Sunday, August 17, 2008

Outside the Lamp Light

"What's the matter, Miss Turtle?"

He sounds far away. I don't answer. Instead I'm hiding. I'm hiding my own anger and despair from everybody by posting this here instead of on my other blog.

"Miss Turtle?"

I ignore my good friend. His presence pains me for he was initially based on the person I'm feeling such anger and despair over. Mr. Gryphon has grown into something else entirely, a completely different character of his own but that doesn't mean he still doesn't say things that remind me of that person every once in a while.

I initially created Mr. Gryphon as a way to keep that person around me for a little while longer when the real person was no longer in my life. I needed him to be around me while my heart was breaking.

"Miss Turtle." His voice is loud and clear and I look up into his great yellow eyes.

"It's so futile. You can't force someone to care about you," I say. The words come out in a near growl, strangled by my own grief.

Mr. Gryphon sits back on his heels. Looking at him I am reminded of bookstores and pale ladies. I don't know what happened there.

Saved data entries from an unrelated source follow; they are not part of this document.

PR #1607, opened 2021-06-11
Replace susceptibility_list with std::vector<susceptibility>

ahoenselaar:
#1605 

To be followed by https://github.com/ahoenselaar/meep/commit/4f51bba534bb4dfd54a8a4ee58126bae9acc5ac2

### DIFF
--- a/python/meep.i
+++ b/python/meep.i
@@ -728,12 +728,6 @@ meep::volume_list *make_volume_list(const meep::volume &v, int c,
 
 %typemap(freearg) GEOMETRIC_OBJECT {
     if ($1.material) {
-        if (((material_data *)$1.material)->medium.E_susceptibilities.items) {
-            delete[] ((material_data *)$1.material)->medium.E_susceptibilities.items;
-        }
-        if (((material_data *)$1.material)->medium.H_susceptibilities.items) {
-            delete[] ((material_data *)$1.material)->medium.H_susceptibilities.items;
-        }
         delete[] ((material_data *)$1.material)->weights;
         delete[] ((material_data *)$1.material)->epsilon_data;
         delete (material_data *)$1.material;
@@ -774,12 +768,6 @@ meep::volume_list *make_volume_list(const meep::volume &v, int c,
 
 %typemap(freearg) geometric_object_list {
     for(int i = 0; i < $1.num_items; i++) {
-        if (((material_data *)$1.items[i].material)->medium.E_susceptibilities.items) {
-            delete[] ((material_data *)$1.items[i].material)->medium.E_susceptibilities.items;
-        }
-        if (((material_data *)$1.items[i].material)->medium.H_susceptibilities.items) {
-            delete[] ((material_data *)$1.items[i].material)->medium.H_susceptibilities.items;
-        }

It seemed so clear at the time what was happening, but now it's just a bad joke.

We are still in the darkened landscape. The lamp flickers about 10 feet away from us. I am sitting on the cold ground, leaning against a very old tattered couch. I am just outside the lamp's guiding light.

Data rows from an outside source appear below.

PR #1608, opened 2021-06-12
fix failing tests for GitHub Actions CI

oskooi:
Initial attempt to eventually get all unit tests of the `make check` suite to pass on GitHub Actions CI (which was recently set up in #1596).

### DIFF
--- a/.github/workflows/build-ci.yml
+++ b/.github/workflows/build-ci.yml
@@ -34,19 +34,6 @@ jobs:
             python-version: "3.9"
 
     steps:
-    - name: Install common dependencies
-      run: |
-        sudo apt-get -y update
-        sudo apt-get -y install autoconf automake libfftw3-dev libgsl-dev liblapack-dev guile-3.0-dev libpng-dev libtool swig
-        git clone https://github.com/NanoComp/libctl.git libctl-src
-        (cd libctl-src && git checkout master && sh autogen.sh --prefix=${HOME}/local --enable-shared && make -j 2 && make install)
-        git clone https://github.com/NanoComp/harminv.git
-        (cd harminv && git checkout master && sh autogen.sh --prefix=${HOME}/local --enable-shared && make -j 2 && make install)
-        git clone https://github.com/NanoComp/mpb.git
-        (cd mpb && git checkout master && sh autogen.sh --prefix=${HOME}/local --enable-shared LIBS=-ldl --with-libctl=${HOME}/local/share/libctl --with-hermitian-eps && make -j 2 && make install)
-        git clone https://github.com/HomerReid/libGDSII.git
-        (cd libGDSII && git checkout master && sh autogen.sh --prefix=${HOME}/local && make install)
-
     - name: Define common environment variables
       run: |
         echo "CPPFLAGS=-I${HOME}/local/include" >> $GITHUB_ENV
@@ -61,6 +48,19 @@ jobs:
         echo "HDF5_PARALLEL_CPPFLAGS=${HDF5_BASE_CPPFLAGS}/openmpi" >> $GITHUB_ENV
         echo "HDF5_SERIAL_LDFLAGS=${HDF5_BASE_LDFLAGS}/serial" >> $GITHUB_ENV
         echo "HDF5_PARALLEL_LDFLAGS=${HDF5_BASE_LDFLAGS}/openmpi" >> $GITHUB_ENV
+
+    - name: Install common dependencies
+      run: |
+        sudo apt-get -y update
+        sudo apt-get -y install autoconf automake libfftw3-dev libgsl-dev liblapack-dev guile-3.0-dev libpng-dev libtool swig
+        git clone https://github.com/NanoComp/libctl.git libctl-src
+        (cd libctl-src && git checkout master && sh autogen.sh --prefix=${HOME}/local --enable-shared && make -j 2 && make install)
+        git clone https://github.com/NanoComp/harminv.git
+        (cd harminv && git checkout master && sh autogen.sh --prefix=${HOME}/local --enable-shared && make -j 2 && make install)
+        git clone https://github.com/NanoComp/mpb.git
+        (cd mpb && git checkout master && sh autogen.sh --prefix=${HOME}/local --enable-shared LIBS=-ldl --with-libctl=${HOME}/local/share/libctl --with-hermitian-eps && make -j 2 && make install)
+        git clone https://github.com/HomerReid/libGDSII.git
+        (cd libGDSII && git checkout master && sh autogen.sh --prefix=${HOME}/local && make install)
 
     - name: Define environment variables for serial build
       if: ${{ matrix.enable-mpi == false }}
--- a/.github/workflows/build-ci.yml
+++ b/.github/workflows/build-ci.yml
@@ -52,18 +52,18 @@ jobs:
     - name: Define environment variables for serial build
       if: ${{ matrix.enable-mpi == false }}
       run: |
-        echo "MPICONF=--without-mpi" >> $GITHUB_ENV
-        echo "MKCHECKFLAGS=-j 2" >> $GITHUB_ENV
-        echo "CPPFLAGS=${HDF5_SERIAL_CPPFLAGS} ${CPPFLAGS}" >> $GITHUB_ENV
-        echo "LDFLAGS="${HDF5_SERIAL_LDFLAGS} ${LDFLAGS}" >> $GITHUB_ENV
+        echo "MPICONF=\"--without-mpi\"" >> $GITHUB_ENV
+        echo "MKCHECKFLAGS=\"-j 2\"" >> $GITHUB_ENV
+        echo "CPPFLAGS=\"${HDF5_SERIAL_CPPFLAGS} ${CPPFLAGS}\"" >> $GITHUB_ENV
+        echo "LDFLAGS=\"${HDF5_SERIAL_LDFLAGS} ${LDFLAGS}\"" >> $GITHUB_ENV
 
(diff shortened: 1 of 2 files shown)


oskooi:
According to the [CI logs](https://github.com/NanoComp/meep/pull/1608/checks?check_run_id=2808376340), there is a segmentation fault occurring for `python/tests/test_mode_coeffs.py`. I suspect this is probably related to the MPB library (v1.9 from June 2019) which is installed using the [precompiled Ubuntu 20.04 package](https://packages.ubuntu.com/focal/mpb):

https://github.com/NanoComp/meep/blob/f528873eb5cf680976102f5b307b505ab25c4b78/.github/workflows/build-ci.yml#L40

The fix likely involves installing MPB from source following a similar procedure to the one outlined in the [user manual](https://meep.readthedocs.io/en/latest/Build_From_Source/#ubuntu-1604-and-1804) for Ubuntu 18.04.

ahoenselaar:
To keep the worfklow readable, we could set up a separate build process for MPB.
Ideally, it would build a package, e.g. in DEB format, that we can install during the setup for Meep's CI worklow.
https://docs.github.com/en/actions/guides/caching-dependencies-to-speed-up-workflows

.github/workflows/build-ci.yml
```diff
@@ -18,31 +18,72 @@ jobs:
...
+        export MY_CPPFLAGS="-I/usr/local/include -I/usr/include/hdf5/openmpi"
+        export MY_CC="mpicc"
+        sudo apt-get -y install libhdf5-openmpi-dev libopenmpi-dev hdf5-tools
+    - name: Install Other Dependencies
+      run: |
+        cd ~/install
+        git clone https://github.com/NanoComp/h5utils.git
+        cd h5utils/
+        sh autogen.sh CC=${MY_CC} LDFLAGS="${MY_LDFLAGS}" CPPFLAGS="${MY_CPPFLAGS}"
+        make && sudo make install
```
stevengj, line 78: Do the tests actually need h5utils?

.github/workflows/build-ci.yml
```diff
@@ -53,10 +94,9 @@ jobs:
     - name: Install Python dependencies
       if: ${{ matrix.python-version != 'none' }}
       run: pip install autograd h5py jax jaxlib matplotlib mpi4py numpy parameterized pytest scipy
-    - name: Autoreconf
-      run: autoreconf -if
     - name: configure
-      run: ./configure --with-hdf5 --without-scheme --enable-shared ${{ matrix.configure-options }}
+      run: |
+        sh autogen.sh --without-scheme --enable-shared CC=${MY_CC} LDFLAGS="${MY_LDFLAGS}" CPPFLAGS="${MY_CPPFLAGS}" ${{ matrix.configure-options }}
```
stevengj, line 99: Shouldn't this be setting `CXX=${MY_CXX}` to build Meep?   We don't really use the C compiler (`CC`).

.github/workflows/build-ci.yml
oskooi: Yes, h5utils is in fact unnecessary and has been removed.

.github/workflows/build-ci.yml
oskooi: Fixed.

python/tests/test_mode_coeffs.py
```diff
@@ -76,12 +76,12 @@ def run_mode_coeffs(self, mode_num, kpoint_func, nf=1, resolution=15):
...
-        self.assertTrue(res.kdom[0].close(mp.Vector3(0.604301, 0, 0)))
-        self.assertTrue(res.kdom[1].close(mp.Vector3(0.494353, 0, 0), tol=1e-2))
-        self.assertAlmostEqual(res.cscale[0],0.50000977,places=5)
-        self.assertAlmostEqual(res.cscale[1],0.50096888,places=5)
+        self.assertTrue(res.kpoints[0].close(mp.Vector3(0.6056758, 0, 0), tol=1e-2))
+        self.assertTrue(res.kpoints[1].close(mp.Vector3(0.4995093, 0, 0), tol=1e-2))
+        self.assertTrue(res.kdom[0].close(mp.Vector3(0.6056758, 0, 0), tol=1e-2))
+        self.assertTrue(res.kdom[1].close(mp.Vector3(0.4995093, 0, 0), tol=1e-2))
+        self.assertAlmostEqual(res.cscale[0],0.5000020,places=2)
+        self.assertAlmostEqual(res.cscale[1],0.5003438,places=2)
```
stevengj, line 84: Why did these numbers change recently?

oskooi: These tests were failing likely because of the older precompiled MPB library for Ubuntu 20.04 ([version 1.9.0](https://packages.ubuntu.com/focal/mpb) from June 2019) that (serial) Meep was linking to using the current GitHub Actions CI setup:

https://github.com/NanoComp/meep/blob/a31309269bb212f192213143816cd40bf31bf053/.github/workflows/build-ci.yml#L40

Hopefully, once the latest MPB is built from source in this PR, the original unmodified `test_mode_coeffs.py` tests will pass and these changes can then be reverted.

oskooi: Changes have been reverted since they now seem to be unnecessary.

oskooi:
Seems to be finally working. All unit tests for C++ and Python (3.6 and 3.9) for serial and MPI builds are passing. The unit tests are all executed as part of `make distcheck` which in turn calls `make check` from the root directory. We will probably want to modify this such that the Python unit tests are executed separately using `pytest` similar to what was originally set up in #1596.  For now, this PR provides the minimum functionality necessary for CI.

.github/workflows/build-ci.yml
```diff
@@ -16,56 +16,102 @@ jobs:
...
+        echo "HDF5_BASE_CPPFLAGS=-I/usr/include/hdf5" >> $GITHUB_ENV
+        echo "HDF5_BASE_LDFLAGS=-L/usr/lib/x86_64-linux-gnu/hdf5" >> $GITHUB_ENV
+        echo "GEN_CTL_IO=${HOME}/local/bin/gen-ctl-io" >> $GITHUB_ENV
+
+    - name: Define more common environment variables
+      run: |
+        echo "HDF5_SERIAL_CPPFLAGS=${HDF5_BASE_CPPFLAGS}/serial" >> $GITHUB_ENV
+        echo "HDF5_PARALLEL_CPPFLAGS=${HDF5_BASE_CPPFLAGS}/openmpi" >> $GITHUB_ENV
+        echo "HDF5_SERIAL_LDFLAGS=${HDF5_BASE_LDFLAGS}/serial" >> $GITHUB_ENV
+        echo "HDF5_PARALLEL_LDFLAGS=${HDF5_BASE_LDFLAGS}/openmpi" >> $GITHUB_ENV
```
ahoenselaar, line 50: Can `update-alternatives` in conjunction with `pkg-config` not be used here?

.github/workflows/build-ci.yml
```diff
@@ -16,56 +16,102 @@ jobs:
...
+
+    - name: Install common dependencies
+      run: |
+        sudo apt-get -y update
+        sudo apt-get -y install autoconf automake libfftw3-dev libgsl-dev liblapack-dev guile-3.0-dev libpng-dev libtool swig
+        git clone https://github.com/NanoComp/libctl.git libctl-src
+        (cd libctl-src && git checkout master && sh autogen.sh --prefix=${HOME}/local --enable-shared && make -j 2 && make install)
+        git clone https://github.com/NanoComp/harminv.git
+        (cd harminv && git checkout master && sh autogen.sh --prefix=${HOME}/local --enable-shared && make -j 2 && make install)
+        git clone https://github.com/NanoComp/mpb.git
```
ahoenselaar, line 60: Consider the checkout action instead of cloning the full repo:
https://github.com/actions/checkout

.github/workflows/build-ci.yml
```diff
@@ -16,56 +16,102 @@ jobs:
...
+        (cd mpb && git checkout master && sh autogen.sh --prefix=${HOME}/local --enable-shared LIBS=-ldl --with-libctl=${HOME}/local/share/libctl --with-hermitian-eps && make -j 2 && make install)
+        git clone https://github.com/HomerReid/libGDSII.git
+        (cd libGDSII && git checkout master && sh autogen.sh --prefix=${HOME}/local && make install)
+
+    - name: Define environment variables for serial build
```
ahoenselaar, line 65: -j$(nproc) seems better than hardcoding

.github/workflows/build-ci.yml
```diff
@@ -16,56 +16,102 @@ jobs:
...
+            configure-options: "--without-mpi"
+            python-version: "3.9"
+          - name-prefix: "Python 3.6 with MPI"
+            enable-mpi: true
+            configure-options: "--with-mpi"
+            python-version: "3.6"
+          - name-prefix: "Python 3.9 with MPI"
+            enable-mpi: true
+            configure-options: "--with-mpi"
             python-version: "3.9"
```
ahoenselaar, line 34: If this is a true Cartesian product of MPI x Python version, you don't have to rely on `include` to build the four cases manually: https://docs.github.com/en/actions/reference/workflow-syntax-for-github-actions#jobsjob_idstrategymatrix

.github/workflows/build-ci.yml
stevengj: Could also just do a `git clone --depth 1` (shallow clone).

stevengj:
Merging now since it is urgent to get CI working on other PRs, and this is in working state.  Please open a separate PR with additional cleanups.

"What do you want, Miss Turtle?"

"Doesn't matter. Wanting something that's impossible, that the other person is incapable of giving is stupid. Not so smart, Mr. Gryphon."

Mr. Gryphon looks at me for a long time. He is searching for something in me, but I don't know what it is. I recall something about being the best at my kind of writing and how achieving that would make me better than half the people that crawl the planet. I recall being inspired and fascinated by this person. I recall wanting to be that person and that this person represented the very best of what I wanted to be. And I recall all of the adventures me and Mr. Gryphon have been on and these two blogs. I recall learning for the first time that my writing can delight and move people.

I recall writing The Coda, a 52 page story based on the demise of this relationship, and being delighted and amazed by it. I turn away from Mr. Gryphon and I reach out from the inside of myself, I feel the depths of my being pushing and stretching at the confines of my own skin barrier. I reach out far into the world, my heart straining from the effort. I reach and I reach. It's the only thing I can do because wishing and asking and praying won't work. I close my eyes and gradually come back to myself. I'm exhausted from the effort, but I turn towards Mr. Gryphon again.

"Do you want me to leave, Miss Turtle?" His voice is kind and gentle, he knows the pain I'm feeling from this latest disappointment.

"Mr. Gryphon, why is this love looked on with such contempt, or worse, with such indifference?" The tears from straining to reach and reach finally run down my cheeks.

"I don't have an answer to that question," he says. I wince, but I know it's best to leave things there. There are no answers and no responses no matter how much I wish for them.